The stress was mounting. As the end of the day loomed I turned desperately to a run to even out the reeling tide of hormones that come with the stress.
I left my ponytail long and it swayed from side to side and I felt free like a kid. It felt like dancing. The setting sun highlighted leaves and I ignored all things that were not beautiful. I ran above the highway, racing cars stuck in traffic, beating them. I slow momentarily to look through the chain link fence at the sunflowers and golden California Poppies growing on the steep hillside by the highway even in drought conditions.
I do feel obligated to tell you, though, that I did scowl at a pinecone on the ground, because of the havoc the pine tree pollen is wreaking in my head.
The run works its magic, but the extra emotions pile up and come out as sobs out of nowhere as the dog jumps joyfully at my feet, when he sees I am ready for the happiest part of his day.

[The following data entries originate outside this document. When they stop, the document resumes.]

PR #1419, opened 2023-04-08
Fix `Log4jFixedFormatter` buffer length

### LINKED ISSUE #1418: ArrayOutOfBoundsException in Log4jFixedFormatter
The current buffer used by `Log4jFixedFormatter` is too small for formats that contain a timezone specifier, since the size of the buffer is equal to the patterns length and a `Z` pattern produces 5 characters.

ppkarwasz:
This PR fixes #1418 .

The buffer length in `Log4jFixedFormatter` was computed base on the length of the pattern. Now it is the double of the real length of a formatted date (in the English locale).

At the same time this migrates the `FastDateFormatter` tests to JUnit 5.

### DIFF
--- a/log4j-core/src/main/java/org/apache/logging/log4j/core/util/datetime/FixedDateFormat.java
+++ b/log4j-core/src/main/java/org/apache/logging/log4j/core/util/datetime/FixedDateFormat.java
@@ -163,6 +163,7 @@ public class FixedDateFormat {
         private final int millisSeparatorLength;
         private final int secondFractionDigits;
         private final FixedTimeZoneFormat fixedTimeZoneFormat;
+        private final int extraTimeZoneFormatLength;
 
         FixedFormat(final String pattern, final String datePattern, final int escapeCount, final char timeSeparator,
                     final int timeSepLength, final char millisSeparator, final int millisSepLength,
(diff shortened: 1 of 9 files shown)


log4j-core/src/main/java/org/apache/logging/log4j/core/util/datetime/FixedDateFormat.java
```diff
@@ -255,7 +261,7 @@ private static int[] nanoRange(final String pattern) {
          * @return the length of the resulting formatted date and time strings
          */
         public int getLength() {
-            return pattern.length() - escapeCount;
+            return pattern.length() - escapeCount + extraTimeZoneFormatLength;
```
vy, line 264: Given this is fixed, do we still need the `char[]`-size fix in `InstantFormatter`?

log4j-core/src/main/java/org/apache/logging/log4j/core/util/datetime/FixedDateFormat.java
```diff
@@ -503,6 +510,15 @@ public String getFormat() {
         return fixedFormat.getPattern();
     }
 
+    /**
+     * Returns the length of the resulting formatted date and time strings.
+     *
+     * @return the length of the resulting formatted date and time strings
```
vy, line 516: This description is not correct, otherwise we won't need to double the size of the buffer in `InstantFormatter`.

ppkarwasz: Right, I should add "in the ROOT locale" (which is basically English, but less anglocentric).

vy: I will appreciate that. Maybe also a note on _"if you want to determine the max. length, you better multiply this number by 2"_.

I often think about the length of his life now. I run with him as often as I can. I feel so sad for him that we do not live on an acreage filled with squirrels and mud.
So many people say big dogs should not live in an apartment, but we kept him when we moved to Koreatown; he was family. We walked him twice a day and he was snuggled by our children and guarded us. At least I felt secure on those long weekends or weeks when Wes would be out of town and I was alone with the babies.
I do feel sad for Gonzo that he is not spending every sun filled moment chasing lizards through almond trees. Dogs were not meant to live like this, but neither were humans. I feel this same sadness for my children, for myself.
Today, the sobs welled up and I thought, I hope he has endless fields to run in, in dog heaven. This is silliness, of course. Dogs don't want endless fields. They just want a family. And a few fields. At least one. I hope Gonzo has at least one field in heaven. And I hope he has a family.
I hope that this life of sleeping next to our kid's beds and running through smog-filled streets is better than no life at all for him. It is for me. The dog is chewing a leftover stew bone and sitting under my chair as I write this. Of all the limited fields our life has to offer, he always choses to sit as close as possible to me.